The contract deposit is the amount of money the seller’s attorney will hold in escrow to secure your performance under the contract and is NOT the same as the total amount of money you are putting into the purchase.
Generally speaking, and unless your contract provides otherwise, if you default under the contract, you will forfeit your contract deposit to the seller as what is known as “liquidated damages.”
It is critical that you and your experienced Westchester real estate attorney discuss all your obligations under the contract so that you know all of your contract deadlines and contingency dates in order to ensure that you will get your contract deposit returned to you, if your deal or financing should fall through.
Seller Signs the Contract
After you have signed the contract and your attorney forwards it along with the deposit to the other attorney, the seller will then sign, thereby binding both parties to the transaction.
Once you have a fully executed contract, you will proceed full steam ahead with your mortgage application, and (assuming the property appraises for the stated contract price and your credit remains good) you should receive your mortgage commitment within 35-45 days from the date of the contract.
Your attorney has ordered your title report which he or she has reviewed in detail and a copy has been provided to your lender for review.
Assuming title is clear (meaning there are no issues identified by the title company which might prevent you from receiving free and unencumbered ownership of the property) and you have provided your lender with all required documentation, you will then get the official “clear to close” from your lender’s underwriting department.
Setting the Closing Date
At this point, your attorney will be free to schedule the closing consistent, of course, with the schedule you have set contractually with the seller and provided the seller is ready to deliver the home vacant, broom clean and free from all tenancies.
For example, you may be ready to close but your seller may not be ready to move out, or there is a tenant in the home who has not yet moved out.
Issues such as these often come up, and you and your attorney will have to deal with them before you can close.
Finally, the house is empty; you have done your walk-through to make sure the property is still in good shape and you are ready to close.
Your attorney will do all the necessary calculations and tell you exactly how much money to bring and in what form to the closing.
You and your attorney will attend the closing together and your attorney will assist you in reviewing all documents carefully and thoroughly.
Experienced Attorney Navigates the Way
Of course, there is so much more that goes into this process and the information provided above is intended only as a very basic primer for those who are looking for a quick step-by step reference guide to the process.

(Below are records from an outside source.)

PR #477, opened 2023-11-08
update BlackDuck manifest

avsej:
* fix YAML formatting to use two spaces indentation
* synchronize BoringSSL version to what we declared in CPM
* use project names we use in CPM as the keys, as BD automatically uses bd-id to locate the project.


thejcfactor (approved):
LGTM 👍

PR #482, opened 2023-11-22
CXXCBC-391: Fix transactions API bugs

DemetrisChr:
## Changes

* In `transactions_config`, `transactions_options` and the command line arguments of tools:
    * Remove `kv_timeout`
    * Rename `expiration_time` to timeout
* Set the value `"kvTimeoutMs"` in the transactions query requests to the `key_value_durable_timeout` instead of `key_value_timeout`

### DIFF
--- a/core/transactions/attempt_context_impl.cxx
+++ b/core/transactions/attempt_context_impl.cxx
@@ -340,8 +340,7 @@ attempt_context_impl::replace_raw(const transaction_get_result& document, const 
                             }
                             if (existing_sm != nullptr && existing_sm->type() == staged_mutation_type::INSERT) {
                                 CB_ATTEMPT_CTX_LOG_DEBUG(this, "found existing INSERT of {} while replacing", document);
-                                exp_delay delay(
-                                  std::chrono::milliseconds(5), std::chrono::milliseconds(300), overall_.config().expiration_time);
+                                exp_delay delay(std::chrono::milliseconds(5), std::chrono::milliseconds(300), overall_.config().timeout);
                                 create_staged_insert(document.id(), content, existing_sm->doc().cas().value(), delay, op_id, std::move(cb));
                                 return;
                             }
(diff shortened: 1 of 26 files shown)


core/transactions/attempt_context_impl.cxx
```diff
@@ -764,8 +763,7 @@ attempt_context_impl::query_begin_work(std::optional<std::string> query_context,
     txdata["state"] = tao::json::empty_object;
     txdata["state"]["timeLeftMs"] = overall_.remaining().count() / 1000000;
     txdata["config"] = tao::json::empty_object;
-    txdata["config"]["kvTimeoutMs"] =
-      overall_.config().kv_timeout ? overall_.config().kv_timeout->count() : core::timeout_defaults::key_value_timeout.count();
+    txdata["config"]["kvTimeoutMs"] = core::timeout_defaults::key_value_durable_timeout.count();
```
DemetrisChr, line 766: Here should we be fetching the `key_value_durable_timeout` set in the cluster options instead of always setting the default?

avsej: Do we have access to cluster options somewhere here?

Looking at Java implementation, it seems like they also don't have it on overall config, and rather pull it from global options (which still modifiable, kind of equivalent of our cluster options)

https://github.com/couchbase/couchbase-jvm-clients/blob/7007f9ce455ec88a8266d17a7c117dff6c4dc3a1/core-io/src/main/java/com/couchbase/client/core/transaction/CoreTransactionAttemptContext.java#L274-L275

avsej (dismissed):

core/transactions/attempt_context_impl.cxx
DemetrisChr: Will do this on a separate PR so this can get merged (since my change doesn't really change the existing behaviour)

Matt-Woz (approved):

core/transactions/attempt_context_impl.cxx
DemetrisChr: It was quite simple so I've added it to this PR

avsej (approved):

Every deal is unique and subject to its own individual contract terms and contingencies.
Only an experienced Westchester real estate attorney can guide you through this process and help you navigate all of the twists and turns that you may encounter along the way.
Will I Qualify for a Mortgage and When Should I Apply?
FINANCING FOR THE 1st TIME HOMEBUYER – WHERE TO BEGIN?
For the first time buyer, the question of financing can appear a bit overwhelming.
- Where do I look?
- Who should I contact first?
- Should I use my bank or a mortgage broker?
- Should I consult a lender before or after I find a home I like?
All of these questions and many more will be filling your head and rightly so. Once again, the best source of information is through word of mouth.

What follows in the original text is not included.